WHAT YOU SHOULD DO => Repeat the entries that appear below, exactly and in full.

(INFORMATION SUPPLIED)

Issue #1536, opened 2015-04-17
Remove ringojs-convenient


msmith-techempower:
It does not appear to have ever worked, it is extremely stale at this point, and it looks like the main file `ringo-main.js` does not actually attempt to implement anything.

Should we remove this since `ringojs` works?

grob:
what makes you think ringojs-convenient never worked? ringojs-conv is part of the benchmark since round 7 (same as ringojs), works and passed every round of the benchmark since up to the latest preview of round 10. neither is it (resp. the modules it uses) _extremely stale_ nor does `ringo-main.js` _implement anything_, so i don't see any reason to remove it (if something in ringojs-conv doesn't work i'd be happy to help or fix it).

msmith-techempower:
Must be my misunderstanding, then. I will review, thanks for the quick response.

msmith-techempower:
I am trying to convert all tests away from `install.sh` scripts and instead relying more on their `setup.sh` files in conjunction with `fw_depends`.

The specific error I'm seeing when trying to run ringojs-conv is the following:

```
INFO:root:Sleeping 15 seconds to ensure framework is ready
Server ringojs-convenient: Wrapped java.lang.ClassNotFoundException: com.mysql.jdbc.Driver
Server ringojs-convenient:      at ringo-sqlstore/lib/sqlstore/connection/pool.js:50 (anonymous)
Server ringojs-convenient:      at ringo-sqlstore/lib/sqlstore/connection/pool.js:186 (anonymous)
Server ringojs-convenient:      at ringo-sqlstore/lib/sqlstore/store.js:23 (anonymous)
Server ringojs-convenient:      at ringo-sqlstore/lib/sqlstore/store.js:51 (anonymous)
Server ringojs-convenient:      at /home/techempower/FrameworkBenchmarks/frameworks/JavaScript/ringojs-convenient/app/models.js:17
Server ringojs-convenient:      at /home/techempower/FrameworkBenchmarks/frameworks/JavaScript/ringojs-convenient/app/views.js:4
Server ringojs-convenient:      at /home/techempower/FrameworkBenchmarks/frameworks/JavaScript/ringojs-convenient/ringo-main.js:5
Server ringojs-convenient:
```

Any help would be great.

grob:
[...]

PR #1541, opened 2015-04-19
fixed setup of ringojs-convenient and upgraded to ringojs 0.11

grob:
fixes a setup issue with ringojs-convenient (see #1536)


msmith-techempower:
I have this all sorted out on `remove-installed-scripts` already, but I guess I didn't push it yet. Thanks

(End INFORMATION SUPPLIED)

RESULT OF THE TASK =>
Issue #1536, opened 2015-04-17
Remove ringojs-convenient


msmith-techempower:
It does not appear to have ever worked, it is extremely stale at this point, and it looks like the main file `ringo-main.js` does not actually attempt to implement anything.

Should we remove this since `ringojs` works?

grob:
what makes you think ringojs-convenient never worked? ringojs-conv is part of the benchmark since round 7 (same as ringojs), works and passed every round of the benchmark since up to the latest preview of round 10. neither is it (resp. the modules it uses) _extremely stale_ nor does `ringo-main.js` _implement anything_, so i don't see any reason to remove it (if something in ringojs-conv doesn't work i'd be happy to help or fix it).

msmith-techempower:
Must be my misunderstanding, then. I will review, thanks for the quick response.

msmith-techempower:
I am trying to convert all tests away from `install.sh` scripts and instead relying more on their `setup.sh` files in conjunction with `fw_depends`.

The specific error I'm seeing when trying to run ringojs-conv is the following:

```
INFO:root:Sleeping 15 seconds to ensure framework is ready
Server ringojs-convenient: Wrapped java.lang.ClassNotFoundException: com.mysql.jdbc.Driver
Server ringojs-convenient:      at ringo-sqlstore/lib/sqlstore/connection/pool.js:50 (anonymous)
Server ringojs-convenient:      at ringo-sqlstore/lib/sqlstore/connection/pool.js:186 (anonymous)
Server ringojs-convenient:      at ringo-sqlstore/lib/sqlstore/store.js:23 (anonymous)
Server ringojs-convenient:      at ringo-sqlstore/lib/sqlstore/store.js:51 (anonymous)
Server ringojs-convenient:      at /home/techempower/FrameworkBenchmarks/frameworks/JavaScript/ringojs-convenient/app/models.js:17
Server ringojs-convenient:      at /home/techempower/FrameworkBenchmarks/frameworks/JavaScript/ringojs-convenient/app/views.js:4
Server ringojs-convenient:      at /home/techempower/FrameworkBenchmarks/frameworks/JavaScript/ringojs-convenient/ringo-main.js:5
Server ringojs-convenient:
```

Any help would be great.

grob:
[...]

PR #1541, opened 2015-04-19
fixed setup of ringojs-convenient and upgraded to ringojs 0.11

grob:
fixes a setup issue with ringojs-convenient (see #1536)


msmith-techempower:
I have this all sorted out on `remove-installed-scripts` already, but I guess I didn't push it yet. Thanks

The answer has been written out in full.